SSDI is not a means-tested benefit, in that there are no income or asset maximums one must maintain to receive benefits.  Because SSDI benefits are based on Social Security earnings, they generally provide the beneficiary with more income than SSI would provide.  While it is possible to receive both SSI and SSDI concurrently, this is usually only the case when the amount received from SSDI benefits is low enough to still allow the individual to qualify for SSI benefits.  In that case, however, the asset and income requirements would also have to be met.

SSDI benefits may also be available for younger individuals who are diagnosed with a disability prior to reaching age 22.  In these cases, since most young people do not have sufficient covered work credits, their SSDI benefits are based on the covered work history of their parents.
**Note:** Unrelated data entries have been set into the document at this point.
PR #853, opened 2017-04-25
BugTracker Fix Build Warnings

kingthorin:
Building anything in the Alpha branch causes a bunch of warnings due to
deprecation etc. This PR addresses the deprecated items in the
bugtracker addon.

### DIFF
--- a/src/org/zaproxy/zap/extension/bugtracker/DialogAddBugzillaConfig.java
+++ b/src/org/zaproxy/zap/extension/bugtracker/DialogAddBugzillaConfig.java
@@ -134,7 +134,7 @@ class DialogAddBugzillaConfig extends AbstractFormDialog {
     
     @Override
     protected void performAction() {
-        config = new BugTrackerBugzillaConfigParams(getNameTextField().getText(), getPasswordTextField().getText(), getBugzillaUrlTextField().getText());
+        config = new BugTrackerBugzillaConfigParams(getNameTextField().getText(), new String(getPasswordTextField().getPassword()), getBugzillaUrlTextField().getText());
     }
     
     @Override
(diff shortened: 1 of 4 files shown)


kingthorin:
Do we want manifest updates for this or just leave it to be included in the next release?

thc202:
Yes, the version number should be updated (if needed), not worth mentioning this type of changes though.

src/org/zaproxy/zap/extension/bugtracker/DialogAddBugzillaConfig.java
```diff
@@ -134,7 +134,7 @@ protected boolean validateFields() {
     
     @Override
     protected void performAction() {
-        config = new BugTrackerBugzillaConfigParams(getNameTextField().getText(), getPasswordTextField().getText(), getBugzillaUrlTextField().getText());
+        config = new BugTrackerBugzillaConfigParams(getNameTextField().getText(), getPasswordTextField().getPassword().toString(), getBugzillaUrlTextField().getText());
```
thc202: This change does not yield the same result, it needs to created a new String but better resolution of the deprecation is to use the char array.

src/org/zaproxy/zap/extension/bugtracker/DialogAddGithubConfig.java
```diff
@@ -134,7 +134,7 @@ protected boolean validateFields() {
     
     @Override
     protected void performAction() {
-        config = new BugTrackerGithubConfigParams(getNameTextField().getText(), getPasswordTextField().getText(), getRepoUrlTextField().getText());
+        config = new BugTrackerGithubConfigParams(getNameTextField().getText(), getPasswordTextField().getPassword().toString(), getRepoUrlTextField().getText());
```
thc202: Same comment.

src/org/zaproxy/zap/extension/bugtracker/DialogAddBugzillaConfig.java
kingthorin: K

kingthorin:
This addon is already at the next manifest version and does not appear to have been released yet.

thc202:
Thank you!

If looking into receiving SSDI benefits, it is often a good idea to file an “intent to file” with the Social Security Administration.  This is less formal than the official application for benefits, but if filed, upon approval of benefits, they will be paid retroactively to the initial “intent to file” date.

Each situation is different and the type of public benefits one may be eligible to receive varies by individual.  If you have questions about how public income benefits may affect you or a loved one, please contact our office to schedule a consultation with one of our experienced elder law attorneys.


[1] Not all employment is considered “covered,” that pays into the Social Security program.  In general, participants in the Railroad Retirement program, federal government employees, and state and local government agency employees are not “covered” employees, and thus do not pay into the Social Security program.  Work separate from these employments can be considered “covered,” which is why many non-covered workers will often take on second jobs throughout their lifetime to be eligible for OASDI income upon retirement.